(Data extract)

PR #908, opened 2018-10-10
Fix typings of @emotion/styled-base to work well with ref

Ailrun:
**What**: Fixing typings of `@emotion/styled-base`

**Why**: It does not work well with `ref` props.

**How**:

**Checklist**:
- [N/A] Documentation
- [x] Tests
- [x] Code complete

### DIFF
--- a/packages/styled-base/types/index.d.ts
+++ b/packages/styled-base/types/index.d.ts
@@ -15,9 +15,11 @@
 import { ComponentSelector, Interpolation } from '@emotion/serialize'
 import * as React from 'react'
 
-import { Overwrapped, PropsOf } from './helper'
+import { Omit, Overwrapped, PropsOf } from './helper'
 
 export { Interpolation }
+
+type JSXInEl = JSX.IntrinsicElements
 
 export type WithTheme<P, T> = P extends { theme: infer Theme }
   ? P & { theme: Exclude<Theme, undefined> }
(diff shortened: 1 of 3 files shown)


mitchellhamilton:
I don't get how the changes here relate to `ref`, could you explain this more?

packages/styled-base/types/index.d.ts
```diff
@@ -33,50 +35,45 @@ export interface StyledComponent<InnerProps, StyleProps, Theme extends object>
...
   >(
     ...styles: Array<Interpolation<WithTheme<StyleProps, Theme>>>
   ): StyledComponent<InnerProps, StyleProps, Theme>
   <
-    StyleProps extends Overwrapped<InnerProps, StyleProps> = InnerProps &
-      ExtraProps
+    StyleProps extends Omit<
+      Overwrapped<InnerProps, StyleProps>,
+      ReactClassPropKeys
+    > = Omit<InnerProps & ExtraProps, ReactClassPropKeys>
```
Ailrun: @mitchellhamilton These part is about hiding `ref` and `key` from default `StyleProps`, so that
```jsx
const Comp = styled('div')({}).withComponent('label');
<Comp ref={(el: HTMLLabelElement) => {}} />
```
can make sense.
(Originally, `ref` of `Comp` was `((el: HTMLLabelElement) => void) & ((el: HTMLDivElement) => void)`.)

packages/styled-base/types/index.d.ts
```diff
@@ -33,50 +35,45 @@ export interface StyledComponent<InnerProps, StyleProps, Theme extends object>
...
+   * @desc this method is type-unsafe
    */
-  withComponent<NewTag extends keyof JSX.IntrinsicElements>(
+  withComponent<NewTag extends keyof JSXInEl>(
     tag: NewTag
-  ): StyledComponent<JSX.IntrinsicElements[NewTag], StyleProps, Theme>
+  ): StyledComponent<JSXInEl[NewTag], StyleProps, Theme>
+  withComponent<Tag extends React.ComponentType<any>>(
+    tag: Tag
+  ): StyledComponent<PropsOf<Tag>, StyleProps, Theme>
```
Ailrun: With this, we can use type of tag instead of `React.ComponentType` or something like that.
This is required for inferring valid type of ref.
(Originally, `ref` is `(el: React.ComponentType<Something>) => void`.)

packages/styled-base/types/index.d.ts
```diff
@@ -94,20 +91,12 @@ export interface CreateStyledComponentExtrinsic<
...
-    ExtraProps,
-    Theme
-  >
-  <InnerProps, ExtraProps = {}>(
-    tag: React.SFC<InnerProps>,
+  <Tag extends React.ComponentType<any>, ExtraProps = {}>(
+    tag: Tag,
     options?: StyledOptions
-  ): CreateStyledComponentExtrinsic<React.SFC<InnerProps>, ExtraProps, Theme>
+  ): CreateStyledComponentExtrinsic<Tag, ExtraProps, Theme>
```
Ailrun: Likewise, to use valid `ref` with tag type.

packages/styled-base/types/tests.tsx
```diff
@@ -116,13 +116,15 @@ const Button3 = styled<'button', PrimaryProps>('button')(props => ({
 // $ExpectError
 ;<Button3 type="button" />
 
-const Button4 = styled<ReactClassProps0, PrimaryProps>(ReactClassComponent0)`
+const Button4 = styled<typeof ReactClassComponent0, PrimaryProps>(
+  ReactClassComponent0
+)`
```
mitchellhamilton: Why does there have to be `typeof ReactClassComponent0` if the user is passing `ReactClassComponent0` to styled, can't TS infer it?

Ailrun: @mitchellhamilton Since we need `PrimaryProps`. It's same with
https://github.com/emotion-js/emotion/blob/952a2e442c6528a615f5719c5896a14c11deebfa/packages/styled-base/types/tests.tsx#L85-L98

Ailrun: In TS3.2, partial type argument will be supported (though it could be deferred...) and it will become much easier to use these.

(End Data extract)

Exercise requirements
What is the number of lines above that contain the word "Overwrapped"? Answer with that number only.

Answer space
4